こうやって唐来たちが想定外に森にいるのは理由があった。といっても大した事情ではない。水たまりより浅く、砂場のトンネルよりも低い。
「まさか車がエンストするとは……!」
そう、快適にドライブを楽しんでいたはずなのに乗っていた車が突然止まったのだ。ガソリンも充分にあったはずなのだが、まさかまさかと思ううちに速度が落ちて最終的には沈黙してしまった。唐来も工藤も世界がこうなる前までは車など乗ることはあれど、運転なぞしたことがなかった人間だ。当然のごとくメンテナンスの方法も知らない。それでも聞きかじりの知識でいじってしばらく奮闘してみたのだが、車が息を吹き返すことはなく。そこは運が悪いことに人里からは離れた場所だった。周りを見渡しても拾ってくれる親切なドライバーがいるわけもなく。いるのは「がぁ」とか「ぐおお」とか不気味なうめき声を上げるかつて人間だった存在だけ。数体、案山子のように立っていた奴らの頭をかち割って、唐来たちはしばし広々とした道路に立ち尽くした。
結局、唐来たちは次の足を探すために、周りを見渡した際に屋根が見えた森の奥を目指すことになった。
森の中は思ったよりも歩き辛かった。これならば多少遅くなっても道路沿いに歩いた方が良かったかもしれない。そう思ってすぐ、そうとも限らないなと思い直す。太陽はもう頂点を過ぎている。一度あの道は通ったことがあるが、車でも結構進まなければ建物の姿が見えなかった。道中で邪魔が入る可能性を考えると着いた頃には日が落ちている可能性もある。それは流石に勘弁してほしい。古今東西、どんな創作物を鑑みても死亡フラグの大多数は暗闇か親しみのない土地なので。うっかりと奴らに噛まれて仲間入りをしては目も当てられない。
それなりの運動──主に腰に差していたナイフを振りかざしてどうにかする類のもの──は必要だったものの、思ったよりもスムーズに目的地に着いた。アスファルトとは言わずとも、硬く踏みしめられた地面にほっと息を吐く。目に優しい自然の遮蔽物の代わりに、灰色の人工物が迎えてくれる。
ぱっと見た限り家は三軒。田舎では珍しく隣り合って並んでいる。警戒しながらも十分程で家の周りを回って、唐来と工藤は顔を見合わせた。
「……車がない?」
「だね……」
車庫はあるものの、中は空だった。人の気配もないから、もしかしたら車でどこかに逃げ出したのかもしれない。その後無事かは知らないが。
つまり、ここには足はない。
「はー、マジか」
唐来はがっくりと肩を落とした。工藤は無言のままだが、顔色を青くして不機嫌そうだ。唐来よりも体力のない彼女のことだ、きっとこれ以上はもう歩きたくないと思っているのだろう。どうするかな、と青い空を見上げる。と、ぐぅぅぅ……という些か間抜けが音が響いた。唐来の腹の音だ。工藤の視線が痛い。粗相をする犬を見るような目で見られる。はあ、と工藤は大きなため息を吐いた。
「とりあえず…………昼にするか」
リュックに携帯食料はいくらか詰めていたが、あまり量はない。ならばどうするのか。勇者の真似事である。つまり、人家に入ってタンスの中身を漁る。

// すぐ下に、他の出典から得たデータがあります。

PR #2219, opened 2018-05-22
Do not display tooltips before the previous steps are finished

### LINKED ISSUE #2029: Step 2 and Step 4 displaying simultaneously
Fresh install, new signup.
Proceeded through onboarding to step 2, didn’t click on entry to edit and just created more entries.
Step 2 remained on screen and step 4 was also displayed. 
Not sure if this is functioning as intended.
41cf54b1-44ed-4f54-bacc-1fa11bff6ce6
351c9a4c-19dc-4591-8a25-ef79db9c5300

simonrozsival:
Closes #2029

Squash whenever


amulware:
You say 'previous steps' - does this enforce an order to the onboarding tooltips? Or does it just make sure that no two of them can be active at once?

simonrozsival:
This just makes sure that they can't be shown at once - it doesn't handle the case in which the "previous steps" were hidden and they haven't been displayed yet - it will still be possible to display the "next" state - it would be hidden if the "previous" step was displayed though.

Maybe I can change the naming of the variables so it is not confusing.

PR #2220, opened 2018-05-22
Avatar image

### LINKED ISSUE #1629: Settings UI - Avatar
I have no idea what we need to do with this one. 
Get it from backend or what?
Whatever we need to do, this is the issues for that.

Ref #1268

kornelijepetak:
Closes #1629 

This fetches an avatar image from the server.

Note, however that this is `WIP` and that I need some architectural advice on best practices in following areas:

* Should I store the image as a file asset in the internal storage so that I only fetch it if `image_url` has changed.
* Where to store the information about the last known url so that I can detect changes in image

Also any other comment or idea is much appreciated.

🦑 whenever.


kornelijepetak:
This is not a priority for beta, so @willsb and @daividssilverio please take a look and give advice but don't waste much time on this at this point.

Toggl.Giskard/Activities/SettingsActivity.cs
```diff
@@ -26,7 +36,29 @@ protected override void OnCreate(Bundle bundle)
...
+        {
+            if (string.IsNullOrEmpty(ViewModel.ImageUrl))
+                return;
+
+            avatarBitmap = await ImageUtils.GetImageFromUrl(ViewModel.ImageUrl);
+
+            if (avatarBitmap == null)
+                return;
+
+            RunOnUiThread(() =>
```
willsb: Since you are not using `ConfigureAwait(false)`, this is not needed. `setupAvatar` is being called `OnCreate`, which always runs on the UIThread.

Toggl.Giskard/Activities/SettingsActivity.cs
```diff
@@ -26,7 +36,29 @@ protected override void OnCreate(Bundle bundle)
 
             OverridePendingTransition(Resource.Animation.abc_fade_in, Resource.Animation.abc_fade_out);
 
+            avatarView = FindViewById<ImageView>(Resource.Id.SettingsViewAvatarImage);
+            avatarContainer = FindViewById<LinearLayout>(Resource.Id.SettingsViewAvatarImageContainer);
+
             setupToolbar();
+
+            Task task = setupAvatar();
```
willsb: I see you are not awaiting this. Can I suggest observables, since Android is not giving you any awaitable points?

Toggl.Giskard/Resources/layout/SettingsActivity.axml
```diff
@@ -10,11 +10,27 @@
         android:layout_height="match_parent"
         android:layout_marginTop="?attr/actionBarSize">
         <LinearLayout
+            android:animateLayoutChanges="true"
             android:paddingTop="24dp"
             android:orientation="vertical"
             android:background="@color/lightGray"
             android:layout_width="match_parent"
             android:layout_height="match_parent">
+            <LinearLayout
```
willsb: An explanation of why you included this container and not just the imageview would be nice

Toggl.Giskard/Activities/SettingsActivity.cs
kornelijepetak: Yeah, an observable would make sense here. Thanks for suggestions...

willsb:
@kornelijepetak This is not much work and will reduce our PR count by one. Can you please submit the fixes so we can close this guy? :)

kornelijepetak:
@willsb the LinearLayout container has to stay as it seems to be the only way to horizontally center an image (as far as I could find out by trial and error and also by [this](https://stackoverflow.com/a/36366912/93770) and some other sources).

Now, let's merge this PR. But please if you have a minute, give some suggestions (or maybe open another issue with that information) about how to deal with the concerns I mentioned in the PR description. Mostly, let us not fetch the image every time settings screen is open. If you think this should be done before merging, I will return the WIP label and fix it tomorrow. But I'd really like some advice on that.

PR #2222, opened 2018-05-22
Add location picking to signup

### LINKED ISSUE #2169: Sign up UI: show an error when the country is missing

arturs105:
Closes #2169

Do a functional test as well.

Squash whenever.


Toggl.Foundation.MvvmCross/ViewModels/SignupViewModel.cs
```diff
@@ -91,6 +108,25 @@ public override void Prepare(CredentialsParameter parameter)
...
         }
 
+        public override async Task Initialize()
+        {
+            await base.Initialize();
+
+            allCountries = await new GetAllCountriesInteractor().Execute();
+
+            var api = apiFactory.CreateApiWith(Credentials.None);
+            new GetCurrentLocationInteractor(api)
```
simonrozsival: Awaiting this would be much nicer than the subscription IMO.

Toggl.Foundation.MvvmCross/ViewModels/SignupViewModel.cs
```diff
@@ -166,9 +202,27 @@ private void togglePasswordVisibility()
...
+            SelectCountryParameter selectedCountryParameter;
+            if (countryId == null)
+            {
+                selectedCountryParameter = await navigationService.Navigate<SelectCountryViewModel, SelectCountryParameter>();
+            }
+            else
+            {
+                selectedCountryParameter = await navigationService
+                    .Navigate<SelectCountryViewModel, SelectCountryParameter, SelectCountryParameter>(
+                        SelectCountryParameter.With(countryId.Value));
```
simonrozsival: Do we need this if? It would make sense to make the `SelectCountryParameter` accept `long?` => you could directly pass `countryId`.

Toggl.Foundation.MvvmCross/ViewModels/SignupViewModel.cs
arturs105: That would require a `try catch` and i still have some ptsd from mixing those with async code.

simonrozsival: Ok. But then let's keep the disposable and also dispose it.

Toggl.Foundation.MvvmCross/ViewModels/SignupViewModel.cs
```diff
@@ -44,7 +54,11 @@ public sealed class SignupViewModel : MvxViewModel<CredentialsParameter>
 
         public bool IsPasswordMasked { get; private set; } = true;
 
-        public bool SignupEnabled => Email.IsValid && Password.IsValid && !IsLoading;
+        public bool SignupEnabled
+            => Email.IsValid
+            && Password.IsValid
+            && !IsLoading
+            && countryId != null;
```
amulware: I'd prefer `.HasValue`

Toggl.Daneel/ViewControllers/SignupViewController.cs
```diff
@@ -80,6 +83,10 @@ public override void ViewDidLoad()
                       .For(v => v.BindFirstResponder())
                       .To(vm => vm.IsShowPasswordButtonVisible)
                       .Mode(MvxBindingMode.OneWayToSource);
+
+            bindingSet.Bind(CountryNotSelectedImageView)
+                      .For(v => v.BindAnimatedVisibility())
+                      .To(vm => vm.FailedToGetCountry);
```
amulware: If I understand correctly, it shows this button if the location endpoint fails (to return a country) for some reason.

The issue specifies that it should appear if the user taps the sign up button and no country is selected, not before (I don't think we want to scare people with the red exclamation point before it's necessary).

I suppose that also makes disabling the signup button if no country is set impossible, and a check has to be put in the `signup` method?

In the majority of cases this doesn't matter, but there are two cases where it might:

1. location endpoint fails -> showing red right away might scare the user (they might have picked a country without the hint just fine)
2. the location endpoint takes a long time to respond (crappy mobile internet, phone is offline but not recognizing it, so we're stuck in a long timeout) -> user cannot do anything if they don't notice the country selection at the top (since the signup button is disabled)

amulware: If you think the way it's implemented is better, please argue though. (Also educate me if I misunderstood - I haven't written any UI code in... some time.)

Toggl.Foundation.MvvmCross/ViewModels/SignupViewModel.cs
```diff
@@ -29,8 +35,12 @@ public sealed class SignupViewModel : MvxViewModel<CredentialsParameter>
 
         private IDisposable signupDisposable;
         private bool termsOfServiceAccepted;
+        private List<ICountry> allCountries;
+        private long? countryId;
 
-        public ICountry Country { get; private set; } = new Country("Estonia", "EE", 1);
+        public string CountryButtonTitle { get; private set; } = Resources.SelectCountry;
+
+        public bool FailedToGetCountry { get; private set; } = false;
```
amulware: The name seems leaky to me. What about `IsCountryPickerHintVisible`? (or maybe something similar but shorter, can't think of anything right now)

Toggl.Foundation.MvvmCross/Toggl.Foundation.MvvmCross.csproj
```diff
@@ -25,4 +25,7 @@
   <ItemGroup>
     <Folder Include="ViewModels\Settings\" />
   </ItemGroup>
+  <ItemGroup>
+    <Compile Remove="Parameters\SelectCountryParameter.cs" />
```
simonrozsival: 👀

Toggl.Foundation.MvvmCross/ViewModels/SignupViewModel.cs
```diff
@@ -166,9 +206,19 @@ private void togglePasswordVisibility()
...
-        }
+            var selectedCountryId = await navigationService
+                .Navigate<SelectCountryViewModel, long?, long?>(countryId);
+
+            if (selectedCountryId == null) return;
+
+            var selectedCountry = allCountries
+                .Single(country => country.Id == selectedCountryId.Value);
+            
+            FailedToGetCountry = false;
```
amulware: This is an odd line given the current naming (see above).

Toggl.Foundation.MvvmCross/ViewModels/SignupViewModel.cs
```diff
@@ -91,6 +108,29 @@ public override void Prepare(CredentialsParameter parameter)
...
+                .Select(location => allCountries.Single(country => country.CountryCode == location.CountryCode))
+                .Subscribe(
+                    setCountry,
+                    _ => FailedToGetCountry = true,
+                    () => getCountrySubscription.Dispose());
+        }
+
+        private void setCountry(ICountry country)
+        {
+            countryId = country.Id;
```
simonrozsival: I don't think this is the correct behavior - if the user selected the country himself, it shouldn't be overwritten.

Toggl.Foundation.MvvmCross/ViewModels/SignupViewModel.cs
```diff
@@ -103,7 +143,7 @@ public override void Prepare(CredentialsParameter parameter)
 
             signupDisposable =
                 loginManager
-                    .SignUp(Email, Password, true, (int)Country.Id)
+                    .SignUp(Email, Password, true, (int)countryId)
```
amulware: Here I'd prefer `.Value` instead of the cast to make more explicit what's going on (it was not obvious to me that `countryId` was nullable at first).

Toggl.Foundation.Tests/Interactors/Location/GetCurrentLocationInteractorTests.cs
```diff
@@ -0,0 +1,26 @@
...
+    {
+        public sealed class TheExecuteMethod
+        {
+            [Fact, LogIfTooSlow]
+            public async Task ReturnsTheLocationApiResponse()
+            {
+                var api = Substitute.For<ITogglApi>();
+                var interactor = new GetCurrentLocationInteractor(api);
+
+                await interactor.Execute();
```
simonrozsival: You should test the interface of the interactor, not its internal implementation - set the return value of the API and assert the returned value by the interactor - check that they match - instead of checking if the API was called (what if that value is not returned, what if completely different value is returned, but the API call is still done?).

Toggl.Daneel/ViewControllers/SignupViewController.cs
arturs105: Yeah, i misunderstood the issue, will fix.

arturs105: Wait, i reread the issue and now i'm confused - the title says "show an error when the country is missing". Calling @pe0ny for clarification.

pe0ny: I'm not sure what is the question?
Description says: 
> If the user still taps the button, and the country is not selected, it should show a little exclamation next to it.

arturs105: Does "The button" mean country button or signup button?

kornelijepetak: The signup button. Meaning you are trying to signup without setting something up. This exclamation would show what needs to be setup in order to proceed.

Toggl.Foundation.MvvmCross/ViewModels/SignupViewModel.cs
kornelijepetak: I also wonder why initialize the property to a value it already has by default?

Toggl.Foundation.MvvmCross/ViewModels/SignupViewModel.cs
kornelijepetak: even if it was `long?` please in general, try and make things clearer by doing `(int)countryId.Value` to both make it clear that it's nullable and that you are casting to another primitive type.

Toggl.Foundation.MvvmCross/ViewModels/SignupViewModel.cs
kornelijepetak: I'd even go that far as to suggest naming this variable in the positive way.
`IsCountryCorrectlySet` or something and invert it in the binding...

Toggl.Daneel/ViewControllers/SignupViewController.cs
arturs105: I think i get it now. If the location api fails to get the country, we still allow the user to press the signup button and we show the error after he presses it.

But now i have an argument to keep things as they are currently - the error indicator is shown right after the api fails and we don't even allow the user to press the signup button. The argument is consistency - I think this keeps the country input consistent with the email and password fields, because we don't allow the user to press the button with invalid (empty) email or password.

Now what if the user doesn't notice that the country is missing and tries to push the grayed out signup button, but nothing happens? In that case we can add a shake animation to the invalid field. The same shake animation, when you enter a wrong password while logging into your mac.

[This isn't the greatest feature in the world, this is just a suggestion](https://tonedeaf.com.au/wp-content/uploads/2018/05/tenaciousd.jpg), so i'm fine with changing to what the issue says.

arturs105: Yep, that was my suggestion. And if we're doing this to the country button, it makes sense to add the same thing to email and password fields as well.

Toggl.Foundation.MvvmCross/ViewModels/SignupViewModel.cs
amulware: Personally, I appreciate the clarity.

Toggl.Foundation.MvvmCross/ViewModels/SignupViewModel.cs
```diff
@@ -29,8 +35,12 @@ public sealed class SignupViewModel : MvxViewModel<CredentialsParameter>
 
         private IDisposable signupDisposable;
         private bool termsOfServiceAccepted;
+        private List<ICountry> allCountries;
+        private long? countryId;
 
-        public ICountry Country { get; private set; } = new Country("Estonia", "EE", 1);
+        public string CountryButtonTitle { get; private set; } = Resources.SelectCountry;
+
+        public bool CountryErrorVisible { get; private set; } = false;
```
kornelijepetak: Can I please ask you to turn this into `IsCountryErrorVisible` for consistency?

Toggl.Foundation.MvvmCross/ViewModels/SignupViewModel.cs
```diff
@@ -91,6 +107,34 @@ public override void Prepare(CredentialsParameter parameter)
...
+            try
+            {
+                await new GetCurrentLocationInteractor(api)
+                    .Execute()
+                    .Select(location => allCountries.Single(country => country.CountryCode == location.CountryCode))
+                    .Do(setCountry);
+            }
+            catch
+            {
+                IsCountryErrorVisible = true;
```
amulware: This should only be called if the country is not set.

Toggl.Foundation.MvvmCross/ViewModels/SignupViewModel.cs
```diff
@@ -114,27 +115,31 @@ public override void Prepare(CredentialsParameter parameter)
...
-                    .Do(setCountry);
-            }
-            catch
-            {
-                IsCountryErrorVisible = true;
-            }
+            getCountrySubscription = new GetCurrentLocationInteractor(api)
+                .Execute()
+                .Select(location => allCountries.Single(country => country.CountryCode == location.CountryCode))
+                .Do(setCountryIfNeeded)
```
amulware: No double dipping! 🔥 :P

Toggl.Foundation.MvvmCross/ViewModels/SignupViewModel.cs
```diff
@@ -166,9 +215,22 @@ private void togglePasswordVisibility()
...
-            //The dialog is not implemented yet
-            await Task.CompletedTask;
-        }
+            getCountrySubscription?.Dispose();
+            getCountrySubscription = null;
+
+            var selectedCountryId = await navigationService
+                .Navigate<SelectCountryViewModel, long?, long?>(countryId);
+
+            if (selectedCountryId == null) return;
```
amulware: In this case, I'd like to also
```
setCountryErrorIfNeeded(null);
```
so that the user realises they really have to do this.

arturs105: Do you mean something like this?
```
if (selectedCountryId == null)
{
    setCountryErrorIfNeeded(null);
    return;
}
```

amulware: Yeah, that's what I mean - assuming it makes sense to you?

arturs105: Yeah, i think it does.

結果、それなりのものが見つかった。どうやらこの家は手つかずらしい。もう少し都心──と言っていいのか分からないが、建物が密集している場所──にある家だと高確率で別の勇者に漁られているので珍しい。やはりここまで奥まった場所にあると人が訪れることも少ないのだろう。
「おっ、缶詰が結構あるじゃん」
「こっちにはネクターがいっぱいある」
「えっ、わたしそれ好き!」
気に入りの飲料水を前に、唐来は声を弾ませた。
こういう世界になって、食糧事情はだいぶ貧相になった──なにしろ生鮮食品は軒並み全滅した──とは言え、こういった小さな楽しみがあるので生きていける。唐来はそこそこの上流家庭の出でそれに見合う程度の舌も持っているが、それはそれとしてどちらかというとチープな味が好きだ。カップラーメン万歳。カロリーバー万歳。工藤はそれらをあまり好まないようなので、その点で言えば唐来はこの世界でもそれなりにハッピーに生きていける人間だった。

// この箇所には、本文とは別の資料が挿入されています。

PR #2223, opened 2018-05-22
Filter deleted time entries and archived projects from suggestions

simonrozsival:
Ref #2208 

The only problem now is that we don't sync archived projects... which will be fixed "soon". Then these projects won't be suggested anymore.

Squash whenever


Toggl.Foundation/Suggestions/MostUsedTimeEntrySuggestionProvider.cs
```diff
@@ -31,18 +30,21 @@ public sealed class MostUsedTimeEntrySuggestionProvider : ISuggestionProvider
...
+                       .GetAll(isSuitableForSuggestion)
                        .SelectMany(mostUsedTimeEntry)
                        .Take(maxNumberOfSuggestions);
 
-        private bool isWithinThresholdAndHasDescription(ITimeEntry timeEntry)
-        {
-            if (string.IsNullOrEmpty(timeEntry.Description))
-                return false;
+        private bool isSuitableForSuggestion(IDatabaseTimeEntry timeEntry)
+            => string.IsNullOrEmpty(timeEntry.Description) == false
```
juanlaube: I'd use `!string.IsNullOrEmpty(timeEntry.Description)` vs `string.IsNullOrEmpty(timeEntry.Description) == false`

PR #2226, opened 2018-05-22
Add retryWhen operator

Odrakir:
The implementation is [not mine](https://github.com/dotnet/reactive/issues/449), but I've read it, tested it and makes sense and seems to work.

Ideally, somebody would merge [this PR](https://github.com/dotnet/reactive/pull/486) with the "official" implementation, but until then, this is what we have.

This will come handy for #1796, the suggested implementation for the retry with backoff strategy operator could be something like this:

```c#
public static IObservable<T> RetryWithBackOffStrategy<T>(
    this IObservable<T> source,
    int maxRetries,
    Func<int, TimeSpan> backOffStrategy,
    IScheduler scheduler)
{
    return source.RetryWhen(errors =>
        errors.SelectMany((error, index) =>
            {
                if (index > maxRetries) {
                    throw error;
                }

                return Observable.Interval(backOffStrategy(index), scheduler);
           }
       )
   );
}
```

I leave to @daividssilverio the decision whether to create another extension method or use it as it is.


Toggl.Giskard/Toggl.Giskard.csproj
```diff
@@ -1,4 +1,4 @@
-﻿<?xml version="1.0" encoding="utf-8"?>
+<?xml version="1.0" encoding="utf-8"?>
```
willsb: Not needed

Odrakir: Not needed means it's going to break if I leave it? I'm asking because something (I'm guessing Rider) keeps adding that.

willsb: And VS will remove it, so 🤷‍♂️

Odrakir: I hate everything

PR #2227, opened 2018-05-22
Group small pie chart segments

### LINKED ISSUE #1800: Group smaller projects into a single segment on reports pie chart
Right now, we are using the `Segments` property of the `ReportsViewModel` both for plotting the Pie Chart and for showing the Legend. What we should do instead is having a property like `LegendItems` that has all the segments and perform a transformation on the segments that will be used in the pie chart to group them according to the rules stated in #1622.

I'm opening this as a separate issue because it will affect iOS as well, so we're better off doing this after the basic reports functionality is stable on Android.

simonrozsival:
Closes #1800 

This PR groups chart segments which have < 10% into a single segment called "Other".

I have one question: what if the user has a project called "Other" - wouldn't it be confusing then? :)

Please test Android if I didn't break it.

Squash whenever


Toggl.Foundation.MvvmCross/ViewModels/ReportsViewModel.cs
```diff
@@ -49,26 +50,39 @@ public sealed class ReportsViewModel : MvxViewModel<long>
...
-                    otherProjects.Sum(project => project.Percentage),
-                    otherProjects.Sum(project => (float)project.TrackedTime.TotalSeconds),
-                    otherProjects.Sum(project => project.BillableSeconds),
-                    Color.Reports.OtherProjectsSegmentBackground.ToHexString(),
-                    DurationFormat);
-
-                return segments
-                    .Where(segment => segment.Percentage >= minimumPieChartSegmentPercentage)
-                    .Append(otherSegment);
+                if (groupedSegments == null)
```
sofokli1: why not?
```csharp
if (groupedSegments != null)
{
    return groupedSegments;
}
...
```
so you don't have all that logic indented for nothing

sofokli1: not a request but a suggestion. Maybe split this computed var into 2 functions, one public for the `get` part and one private for the `set` part.

Issue #2022, opened 2018-05-03
New Log in UI


pe0ny:
- [x] New Log in UI replaces the currently in use last onboarding step (blue screen with illustrations and login/signup buttons).
- [x] New Log in UI contains all needed fields and inputs: Email and Password field, Password manager, Forgot password, Google Log in, and option to switch to Sign up page.
- [x] By default, all the fields are not focused.
- [ ] The error message should show below the associated field (if we know which field is wrong). Focus should be kept in that field still
_e.g. Not a valid email address error, should appear below the email field_
- [ ] If the error is not associated with a particular field, then we should remove focus from all fields and display the error under the Password field
_e.g. We couldn't log you in error should appear below Password field as in the mockup_
- [x] When the form can't be submitted, disable the main "Log in" button. Text opacity = 48%
- [ ] Use default input field styling with label and error messages – adjust colors to match app colors.
   *e.g. When Email field is focused or when user has already typed something in, then the placeholder moves up.*
- [x] Bottom card is always positioned at the bottom of the screen and directs user back to the Sign up page. The whole card should be tappable.
- [ ] When the keyboard is closed padding from top of screen is 88dp
- [ ] When the keyboard is open padding from top of screen is 48dp
*The goal is to keep "Forgot your password link" above the keyboard whenever possible, but still have a top/bottom balanced layout on the Login screen when the keyboard is closed*

### Log in page
![log in](https://user-images.githubusercontent.com/5064445/39583552-0706bbdc-4ef9-11e8-89ce-5386becca232.png)

Zeplin: https://zpl.io/25yo4Y0

### Error message
![log in - step2 error2](https://user-images.githubusercontent.com/5064445/39583802-96fbcb56-4ef9-11e8-8d0a-122f461a41f0.png)

Zeplin: https://zpl.io/a8EAPY6

### Loading state
![log in - step2 password entered](https://user-images.githubusercontent.com/5064445/39583845-af14d76e-4ef9-11e8-87d1-f6aa0cad0f2a.png)

Zeplin: https://zpl.io/an6PYWl

arturs105:
Please work on this only after #2018 has been merged, since it contains `Foundation` code for the new login view.

arturs105:
[...]

PR #2228, opened 2018-05-22
New login for droid

willsb:
This implements the new login screen. Ref #2022 

Things missing:

- The error reporting needs to be redone, for it doesn’t behave like specs not even on iOS
- Changing padding when the keyboard changes doesn’t sound like a good idea, given how keyboards are weird and behave poorly. It looks good as is, so I’ll discuss with designers to see what gives.
- _When Email field is focused or when user has already typed something in, then the placeholder moves up_: Since this is not the default behaviour of the floating tooltip, I’ll discuss about whether this should be included or not.

Squash as soon as approved.


Toggl.Foundation.MvvmCross/App.cs
```diff
@@ -9,7 +9,8 @@
 
 namespace Toggl.Foundation.MvvmCross
 {
-    public sealed class App : MvxApplication
+    public sealed class App<TFirstViewModelWhenNotLoggedIn> : MvxApplication
```
kornelijepetak: I think this is definitely the longest generic type I've ever seen.
Please do not change it. I like descriptive names. I hate all the `T`s and `U`s.

Toggl.Foundation.MvvmCross/ViewModels/NewLoginViewModel.cs
```diff
@@ -1,214 +0,0 @@
-﻿using System;
```
kornelijepetak: So long, dear old new LoginViewModel.

Toggl.Giskard/Resources/layout/OnboardingActivity.axml
```diff
@@ -1,76 +1,7 @@
-<?xml version="1.0" encoding="UTF-8"?>
-<RelativeLayout
-    xmlns:tools="http://schemas.android.com/tools"
+<?xml version="1.0" encoding="utf-8"?>
+<RelativeLayout xmlns:tools="http://schemas.android.com/tools"
     xmlns:local="http://schemas.android.com/apk/res-auto"
     xmlns:android="http://schemas.android.com/apk/res/android"
     android:background="@drawable/OnboardingGradient"
     android:layout_width="match_parent"
-    android:layout_height="match_parent">
```
kornelijepetak: `And good riddance...` 😛

willsb:
A followup issue has been created for the logout problem

PR #2230, opened 2018-05-22
Fix navigation spacings

### LINKED ISSUE #2054: Navbar paddings are off
- Navbar's height should be 48pt, atm it's bigger
- Paddings between icons are off

Please, check zeplin for correct paddings: https://zpl.io/ag9Dd1R

sofokli1:
Closes #2054

The changes may look trivial but it took me a long time to understand that the navigation bar height was being faked. If I had the 3d view hierarchy from xcode I would have made this PR a long time ago.

Also made the navigation buttons a bit thinner so functional testing with fingers (no simulator) is needed. Also please test on iOS 10.

I removed the negative fixedSpace because it is deprecated in iOS 11.

🦑  whenever


sofokli1:
@pe0ny if the `after` screenshots looks acceptable give a thumbs up

Before             |  After
:-------------------------:|:-------------------------:
simulator screen shot - iphone 8 - 2018-05-22 at 21 32 39 | simulator screen shot - iphone 8 - 2018-05-22 at 21 31 53

PR #2235, opened 2018-05-23
Fix debug configuration

Odrakir:
First I deleted some configurations that were incorrect according to Rider, then I removed all testing targets from the "Debug | iPhoneSimulator" configuration, which makes it work for Rider.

ごくごくと喉を鳴らしてペットボトルを傾ける。「そんなに勢いよく飲んだら吸収されずに出るだけだぞ」と言う工藤の言葉は無視した。秋になってきたとはいえ、動けばまだまだ熱い。森の中を歩いてきたのだから喉が乾いていた。
ここまでならば少し予想外があったものの、想定の範囲内だった。しかしその後に問題があった。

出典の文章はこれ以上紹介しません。